8. The apparatus according to claim 6 or 7, characterized in that, The determining unit determines the Hall compensation value for motion compensation of the target subject based on the motion vector of the Hall coordinate system in the following manner: The motion speed of the target body in adjacent frames is determined based on the calibration value, the frame interval between adjacent frames, and the motion vector of the Hall coordinate system. The calibration value is the Hall quantity corresponding to each pixel size. The ratio between the motion speed and the preset gain value is determined as the Hall compensation value for motion compensation of the target subject.
9. The apparatus according to claim 8, characterized in that, The determining unit determines the target's motion velocity in adjacent frames based on the calibration value, the frame interval between adjacent frames, and the motion vector in the Hall coordinate system as follows: The motion vector in the Hall coordinate system is converted into a Hall coordinate system motion vector in the corresponding Hall coordinate system motion vector measurement unit to obtain the unit-converted Hall coordinate system motion vector. Determine the second product between the calibration value and the frame interval of the adjacent frames; The ratio between the unit-converted Hall coordinate system motion vector and the second product is determined as the motion velocity of the target subject in adjacent frames.

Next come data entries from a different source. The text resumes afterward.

Issue #811, opened 2023-10-07
Too tight tolerance for pyramid interpolation tests?


KnutAM:
Is this too tight tolerance for the test, or isn't the floating point error sufficiently low?
Leaving it here as a future todo, failed on Windows on this run: 
https://github.com/Ferrite-FEM/Ferrite.jl/actions/runs/6441434254/job/17491226328

```
Lagrange{RefPyramid, 2}(): Test Failed at D:\a\Ferrite.jl\Ferrite.jl\test\test_interpolations.jl:56
  Expression: sum([shape_value(interpolation, x, i) for i = 1:n_basefuncs]) ≈ 1.0
   Evaluated: 1.000000060768798 ≈ 1.0
```

lijas:
I am guessing this happens when z is close to one, where there is a singularity for pyramids.

Looking at the code that tests this ([ `x = rand(Tensor{1, ref_dim}) `.)](https://github.com/Ferrite-FEM/Ferrite.jl/blob/e9ae940a3b6965d78bfd1ae03827e7584bfddac4/test/test_interpolations.jl#L52C33-L52C33), it seems like the generated point can be outside the parametric bounds for triangles, pyramids etc. Maybe we only generate points within the parametric bounds? I dont know if that will fix this issue however.

KnutAM:
Nice! 
That sounds very reasonable to require!

I guess we could also add a printout of `x` so that we know that value in case it fails again?

lijas:
Sounds good. Is there a way to generate a point within a domain? I guess one could just generate a random point and check if it is inside the domain, but then the distrubtion of points will not be uniform in the domain I think.

KnutAM:
I think all reference shapes are convex, so a random linear combination with coefficients in [0,1] should work. Something like 
```julia
x_ref = reference_coordinates(ip)
i = rand(1:length(x_ref))
x = rand(length(x_ref)) .* (x_ref .- (x_ref[i],)) / (length(x_ref)-1) + x_ref[i]`
```

termi-official:
Btw, next time we hit tolerance issues we also might try out an automated expression optimization system like Herbie https://herbie.uwplse.org/doc/2.0/release-notes.html . I am not aware of a Julia equivalent.

PR #818, opened 2023-10-12
Uniform point sampling for reference geometry and interpolation test fix

termi-official:
Should address #811 .

### DIFF
--- a/test/test_interpolations.jl
+++ b/test/test_interpolations.jl
@@ -50,25 +50,24 @@
         coords = Ferrite.reference_coordinates(interpolation)
         @test length(coords) == n_basefuncs
         f(x) = [shape_value(interpolation, Tensor{1, ref_dim}(x), i) for i in 1:n_basefuncs]
+
+        #TODO prefer this test style after 1.6 is removed from CI
         # @testset let x = sample_random_point(ref_shape) # not compatible with Julia 1.6
         x = sample_random_point(ref_shape)
-        @testset "Random point test" begin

10. The apparatus according to claim 6, characterized in that, The acquisition unit obtains the motion vector of the target subject between adjacent frames in the preview image frame queue in the following manner, thus obtaining the motion vector in the image coordinate system: Determine the region of interest (ROI) of the target subject in the preview image; Determine the dense optical flow of each pixel in the region of interest (ROI) between adjacent frames in the preview image frame queue; Based on the dense optical flow of each pixel in the region of interest (ROI), the motion vector of the image coordinate system is determined.
11. An electronic device, characterized in that, include: processor; Memory used to store processor-executable instructions; The processor is configured to perform the method described in any one of claims 1-5.
12. A storage medium, characterized in that, The storage medium stores instructions that, when executed by a processor, enable the execution of the method described in any one of claims 1-5.